Once you have read the entries, copy all of them exactly.
----- DATA EXTRACTS -----
PR #3256, opened 2022-05-06
Delete atoms exactly by fraction or count

### LINKED ISSUE #3249: [Feature Request] Enforce precise fractions/atom counts with `delete_atoms porosity`
The recent closing of #1425 made me realise I missed out a key aspect of the use case I mentioned there. The ability to use the `delete_atoms porosity` command on a group of atoms is extremely useful (thanks for implementing!), but this bit can be a deal breaker for the use case I was looking at:

> There is no guarantee that the exact fraction of atoms will be deleted, or that the same atoms will be deleted when running on different numbers of processors.

When modelling ion migration through Li-ion batteries, we may choose to charge compensate the removal of some fraction of the Li ions with some number of other defects to compensate (Schottky-pairs). If we are unable to ensure that an exact count/fraction of atoms is being deleted, then we are relying on luck to have the simulation be charge neutral after multiple deletion operations. If this constraint isn't met, the simulation obviously crashes.

I appreciate that enforcing this constraint may be slower so would not suggest it be included as default behaviour. Instead, I suggest the inclusion of an optional `precise` flag. When on, a check that the requested fraction leads to an integer number of atoms `n` being deleted should be performed, and then a `select_without_replacement(size(group),  n , seed)` type calculation could be used to both ensure that the deletion operation is consistent across system architectures/processor counts and can be reliably used to generate charge-neutral systems. (apologies for the pseudo-code!)

The absence of this feature usually required me to either pre-generate my inputs outside of lammps (leading to a large number of sizeable input files) which could instead have simply been replaced with the programmatic generation of my system and a single seed variable being passed in to `lmp_serial` to run several calculations of the same type with the same single file.

I appreciate this is achievable already, but the code required to do so can be quite unfriendly for new users and I imagine it is feature which would be commonly used if made available.

Happy to discuss further if helpful!

sjplimp:
**Summary**

The previous behavior of delete_atoms porosity was to delete an approximate number of the requested fraction of atoms.  The option has now been renamed delete_atoms partial and now has 3 options.  One of them is the same before.  Another is to delete the exact fraction of atoms requested.  The third is to delete the exact count of atoms requested.

This is similar to the behavior of the 3 set type/fraction variants though the syntax here is a bit different.  The two commands
(delete_atoms and set) use the same logic for flagging exactly the requested number of atoms.

**Related Issue(s)**

See issue #3249 - this addresses that features request and thus closes #3249

**Author(s)**

Steve

**Licensing**

**Backward Compatibility**

The delete_atoms porosity keyword has changed to partial, as has the syntax that follows the "partial" keyword.  So old
scripts with porosity will break.

**Post Submission Checklist**

### DIFF
--- a/doc/src/delete_atoms.rst
+++ b/doc/src/delete_atoms.rst
@@ -20,14 +20,14 @@ Syntax
          cutoff = delete one atom from pairs of atoms within the cutoff (distance units)
          group1-ID = one atom in pair must be in this group
          group2-ID = other atom in pair must be in this group
-       *partial* args = pstyle pvalue pflag group-ID region-ID seed
+       *partial* args = pstyle value flag group-ID region-ID seed
          pstyle = *fraction* or *count*
            for *fraction*:
-             pvalue = fraction (0.0 to 1.0) of eligible atoms to delete
-             pflag = 0 for approximate deletion, 1 for exact deletion
+             value = fraction (0.0 to 1.0) of eligible atoms to delete
+             flag = no/off for fast approximate deletion, yes/on for exact deletion
            for *count*:
-             pvalue = number of eligible atoms to delete
-             pflag = 0 for warning if count > eligible atoms, 1 for error
+             value = number of atoms to delete
+             flag = no/off for warning if count > eligible atoms, yes/on for error
          group-ID = group within which to perform deletions
          region-ID = region within which to perform deletions
                      or NULL to only impose the group criterion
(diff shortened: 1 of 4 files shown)


sjplimp:
@mjclarke94 - please see if this works as you expect wrt issue #3249

mjclarke94:
Will do! I'm away from my computer for the next week but will have a look when I get back.

sjplimp:
@akohlmey I added some output info when the old-style "delete_atoms porosity .." option is used.  The info explains how to do the equivalent operation with the new "partial" option.  Let me know if you think this is sufficiently clear?

akohlmey:
@sjplimp I think the message was way to detailed. Telling people that the name of the option has changed is sufficient.
I also think that using 0/1 integers when instead of parsing a "logical" is extra effort, so I changed that and also tweaked the error messages and documentation a little bit.

athomps (approved):
I approve as is.  However, I do think that the name `partial` still a bit obscure, albeit much better than `porosity`.  How about`random` ?

akohlmey:
>  I think you mean "no" or "off". Later it says no/off/0 and yes/on/1, so there is a 3rd option?
@sjplimp feel free to change as you see fit. About `utils::logical()` Please see: https://docs.lammps.org/Developer_utils.html#_CPPv4N9LAMMPS_NS5utils7logicalEPKciRKNSt6stringEbP6LAMMPS

Please also note that there are unit tests for the "delete_atoms" command in `unittest/commands/test_delete_atoms.cpp` so any changes to the syntax must be implemented there as well or else the tests will fail and thus block the PR from merging.

sjplimp:
@akohlmey ok - clarified the doc page and update the unit test file - I think this should be ready to merge

akohlmey (approved):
-----
### RESPONSE TO THE EXERCISE
PR #3256, opened 2022-05-06
Delete atoms exactly by fraction or count

### LINKED ISSUE #3249: [Feature Request] Enforce precise fractions/atom counts with `delete_atoms porosity`
The recent closing of #1425 made me realise I missed out a key aspect of the use case I mentioned there. The ability to use the `delete_atoms porosity` command on a group of atoms is extremely useful (thanks for implementing!), but this bit can be a deal breaker for the use case I was looking at:

> There is no guarantee that the exact fraction of atoms will be deleted, or that the same atoms will be deleted when running on different numbers of processors.

When modelling ion migration through Li-ion batteries, we may choose to charge compensate the removal of some fraction of the Li ions with some number of other defects to compensate (Schottky-pairs). If we are unable to ensure that an exact count/fraction of atoms is being deleted, then we are relying on luck to have the simulation be charge neutral after multiple deletion operations. If this constraint isn't met, the simulation obviously crashes.

I appreciate that enforcing this constraint may be slower so would not suggest it be included as default behaviour. Instead, I suggest the inclusion of an optional `precise` flag. When on, a check that the requested fraction leads to an integer number of atoms `n` being deleted should be performed, and then a `select_without_replacement(size(group),  n , seed)` type calculation could be used to both ensure that the deletion operation is consistent across system architectures/processor counts and can be reliably used to generate charge-neutral systems. (apologies for the pseudo-code!)

The absence of this feature usually required me to either pre-generate my inputs outside of lammps (leading to a large number of sizeable input files) which could instead have simply been replaced with the programmatic generation of my system and a single seed variable being passed in to `lmp_serial` to run several calculations of the same type with the same single file.

I appreciate this is achievable already, but the code required to do so can be quite unfriendly for new users and I imagine it is feature which would be commonly used if made available.

Happy to discuss further if helpful!

sjplimp:
**Summary**

The previous behavior of delete_atoms porosity was to delete an approximate number of the requested fraction of atoms.  The option has now been renamed delete_atoms partial and now has 3 options.  One of them is the same before.  Another is to delete the exact fraction of atoms requested.  The third is to delete the exact count of atoms requested.

This is similar to the behavior of the 3 set type/fraction variants though the syntax here is a bit different.  The two commands
(delete_atoms and set) use the same logic for flagging exactly the requested number of atoms.

**Related Issue(s)**

See issue #3249 - this addresses that features request and thus closes #3249

**Author(s)**

Steve

**Licensing**

**Backward Compatibility**

The delete_atoms porosity keyword has changed to partial, as has the syntax that follows the "partial" keyword.  So old
scripts with porosity will break.

**Post Submission Checklist**

### DIFF
--- a/doc/src/delete_atoms.rst
+++ b/doc/src/delete_atoms.rst
@@ -20,14 +20,14 @@ Syntax
          cutoff = delete one atom from pairs of atoms within the cutoff (distance units)
          group1-ID = one atom in pair must be in this group
          group2-ID = other atom in pair must be in this group
-       *partial* args = pstyle pvalue pflag group-ID region-ID seed
+       *partial* args = pstyle value flag group-ID region-ID seed
          pstyle = *fraction* or *count*
            for *fraction*:
-             pvalue = fraction (0.0 to 1.0) of eligible atoms to delete
-             pflag = 0 for approximate deletion, 1 for exact deletion
+             value = fraction (0.0 to 1.0) of eligible atoms to delete
+             flag = no/off for fast approximate deletion, yes/on for exact deletion
            for *count*:
-             pvalue = number of eligible atoms to delete
-             pflag = 0 for warning if count > eligible atoms, 1 for error
+             value = number of atoms to delete
+             flag = no/off for warning if count > eligible atoms, yes/on for error
          group-ID = group within which to perform deletions
          region-ID = region within which to perform deletions
                      or NULL to only impose the group criterion
(diff shortened: 1 of 4 files shown)


sjplimp:
@mjclarke94 - please see if this works as you expect wrt issue #3249

mjclarke94:
Will do! I'm away from my computer for the next week but will have a look when I get back.

sjplimp:
@akohlmey I added some output info when the old-style "delete_atoms porosity .." option is used.  The info explains how to do the equivalent operation with the new "partial" option.  Let me know if you think this is sufficiently clear?

akohlmey:
@sjplimp I think the message was way to detailed. Telling people that the name of the option has changed is sufficient.
I also think that using 0/1 integers when instead of parsing a "logical" is extra effort, so I changed that and also tweaked the error messages and documentation a little bit.

athomps (approved):
I approve as is.  However, I do think that the name `partial` still a bit obscure, albeit much better than `porosity`.  How about`random` ?

akohlmey:
>  I think you mean "no" or "off". Later it says no/off/0 and yes/on/1, so there is a 3rd option?
@sjplimp feel free to change as you see fit. About `utils::logical()` Please see: https://docs.lammps.org/Developer_utils.html#_CPPv4N9LAMMPS_NS5utils7logicalEPKciRKNSt6stringEbP6LAMMPS

Please also note that there are unit tests for the "delete_atoms" command in `unittest/commands/test_delete_atoms.cpp` so any changes to the syntax must be implemented there as well or else the tests will fail and thus block the PR from merging.

sjplimp:
@akohlmey ok - clarified the doc page and update the unit test file - I think this should be ready to merge

akohlmey (approved):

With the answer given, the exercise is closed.